[TASK INPUT]:
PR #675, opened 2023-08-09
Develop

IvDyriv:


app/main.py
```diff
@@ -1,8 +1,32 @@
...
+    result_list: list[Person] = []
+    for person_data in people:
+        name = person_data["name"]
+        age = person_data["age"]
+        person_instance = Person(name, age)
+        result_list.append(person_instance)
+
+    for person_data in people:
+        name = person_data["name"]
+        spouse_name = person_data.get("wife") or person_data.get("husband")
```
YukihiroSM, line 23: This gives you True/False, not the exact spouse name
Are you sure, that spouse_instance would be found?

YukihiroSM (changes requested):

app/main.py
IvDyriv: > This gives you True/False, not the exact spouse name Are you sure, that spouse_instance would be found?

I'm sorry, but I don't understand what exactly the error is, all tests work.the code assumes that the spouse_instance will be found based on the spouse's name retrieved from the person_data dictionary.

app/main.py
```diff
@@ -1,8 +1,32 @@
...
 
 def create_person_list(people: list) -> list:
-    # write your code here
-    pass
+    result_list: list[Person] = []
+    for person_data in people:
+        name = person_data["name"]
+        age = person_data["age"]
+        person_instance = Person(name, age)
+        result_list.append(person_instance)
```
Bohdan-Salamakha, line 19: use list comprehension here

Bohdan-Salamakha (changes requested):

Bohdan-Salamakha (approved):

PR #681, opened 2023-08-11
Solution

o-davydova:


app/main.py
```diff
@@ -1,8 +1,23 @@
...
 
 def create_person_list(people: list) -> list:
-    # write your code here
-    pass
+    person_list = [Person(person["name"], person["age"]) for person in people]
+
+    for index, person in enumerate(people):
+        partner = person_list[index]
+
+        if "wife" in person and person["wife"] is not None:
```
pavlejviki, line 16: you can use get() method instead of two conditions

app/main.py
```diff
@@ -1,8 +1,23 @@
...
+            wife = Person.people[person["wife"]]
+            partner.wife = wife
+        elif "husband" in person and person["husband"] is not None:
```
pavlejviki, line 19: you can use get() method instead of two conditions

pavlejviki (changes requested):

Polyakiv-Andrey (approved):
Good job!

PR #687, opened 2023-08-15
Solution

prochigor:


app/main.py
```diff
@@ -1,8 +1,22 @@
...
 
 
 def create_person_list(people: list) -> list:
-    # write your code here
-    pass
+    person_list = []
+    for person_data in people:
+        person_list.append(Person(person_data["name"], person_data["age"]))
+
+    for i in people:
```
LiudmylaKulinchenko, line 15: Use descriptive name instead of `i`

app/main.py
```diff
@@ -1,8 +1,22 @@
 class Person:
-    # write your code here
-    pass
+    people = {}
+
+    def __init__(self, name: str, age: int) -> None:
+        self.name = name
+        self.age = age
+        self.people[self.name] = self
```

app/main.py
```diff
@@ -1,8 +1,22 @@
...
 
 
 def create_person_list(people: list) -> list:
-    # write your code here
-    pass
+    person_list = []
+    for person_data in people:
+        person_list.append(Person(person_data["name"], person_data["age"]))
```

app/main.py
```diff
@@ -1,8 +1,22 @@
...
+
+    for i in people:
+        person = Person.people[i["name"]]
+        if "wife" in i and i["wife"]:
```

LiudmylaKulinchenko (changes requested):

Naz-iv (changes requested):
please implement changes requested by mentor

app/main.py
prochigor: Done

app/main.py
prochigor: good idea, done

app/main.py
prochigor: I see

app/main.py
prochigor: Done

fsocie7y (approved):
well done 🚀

* * *

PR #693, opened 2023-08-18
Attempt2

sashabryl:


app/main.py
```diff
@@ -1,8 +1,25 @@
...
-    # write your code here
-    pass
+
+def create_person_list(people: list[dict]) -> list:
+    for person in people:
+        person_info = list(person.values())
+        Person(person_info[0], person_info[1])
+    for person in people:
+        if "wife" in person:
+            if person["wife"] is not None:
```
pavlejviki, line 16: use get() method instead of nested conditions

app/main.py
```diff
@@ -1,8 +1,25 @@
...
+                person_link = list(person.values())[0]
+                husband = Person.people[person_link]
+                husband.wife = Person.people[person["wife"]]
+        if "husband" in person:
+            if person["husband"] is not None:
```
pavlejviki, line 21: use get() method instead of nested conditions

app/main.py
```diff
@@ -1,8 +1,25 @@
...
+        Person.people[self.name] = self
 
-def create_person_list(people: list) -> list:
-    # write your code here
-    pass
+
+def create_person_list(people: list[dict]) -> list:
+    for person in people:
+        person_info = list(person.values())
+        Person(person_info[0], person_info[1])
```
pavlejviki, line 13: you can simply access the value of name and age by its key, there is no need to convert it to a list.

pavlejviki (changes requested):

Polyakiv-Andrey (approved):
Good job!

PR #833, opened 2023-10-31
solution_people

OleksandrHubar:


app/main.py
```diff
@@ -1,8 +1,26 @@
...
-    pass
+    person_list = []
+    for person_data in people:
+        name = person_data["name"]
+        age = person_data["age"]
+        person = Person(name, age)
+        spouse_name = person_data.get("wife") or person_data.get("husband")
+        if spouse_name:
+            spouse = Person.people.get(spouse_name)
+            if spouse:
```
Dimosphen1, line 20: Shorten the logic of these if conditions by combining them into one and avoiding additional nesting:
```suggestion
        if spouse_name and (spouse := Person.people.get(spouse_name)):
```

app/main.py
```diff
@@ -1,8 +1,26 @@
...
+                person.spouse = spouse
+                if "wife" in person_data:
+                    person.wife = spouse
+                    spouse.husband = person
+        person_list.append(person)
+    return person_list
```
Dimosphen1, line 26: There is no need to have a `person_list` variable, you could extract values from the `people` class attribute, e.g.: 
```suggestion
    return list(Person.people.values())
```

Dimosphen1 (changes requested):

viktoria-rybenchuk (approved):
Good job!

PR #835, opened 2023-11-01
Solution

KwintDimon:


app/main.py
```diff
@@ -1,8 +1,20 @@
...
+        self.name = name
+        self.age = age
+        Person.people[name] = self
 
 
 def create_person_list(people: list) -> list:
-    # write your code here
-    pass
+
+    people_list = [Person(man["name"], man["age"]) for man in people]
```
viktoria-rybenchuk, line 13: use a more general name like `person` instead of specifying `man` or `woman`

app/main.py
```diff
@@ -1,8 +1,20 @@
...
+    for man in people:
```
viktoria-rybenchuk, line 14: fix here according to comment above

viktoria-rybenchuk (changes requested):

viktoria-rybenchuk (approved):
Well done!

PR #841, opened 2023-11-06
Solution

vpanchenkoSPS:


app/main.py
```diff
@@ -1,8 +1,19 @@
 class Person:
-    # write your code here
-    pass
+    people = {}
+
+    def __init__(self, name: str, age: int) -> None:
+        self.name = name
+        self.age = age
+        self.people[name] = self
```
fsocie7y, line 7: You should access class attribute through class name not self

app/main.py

[TASK STATEMENT]: Write out each line above with the word "return".

[EXERCISE RESULT]:
+    return person_list
    return list(Person.people.values())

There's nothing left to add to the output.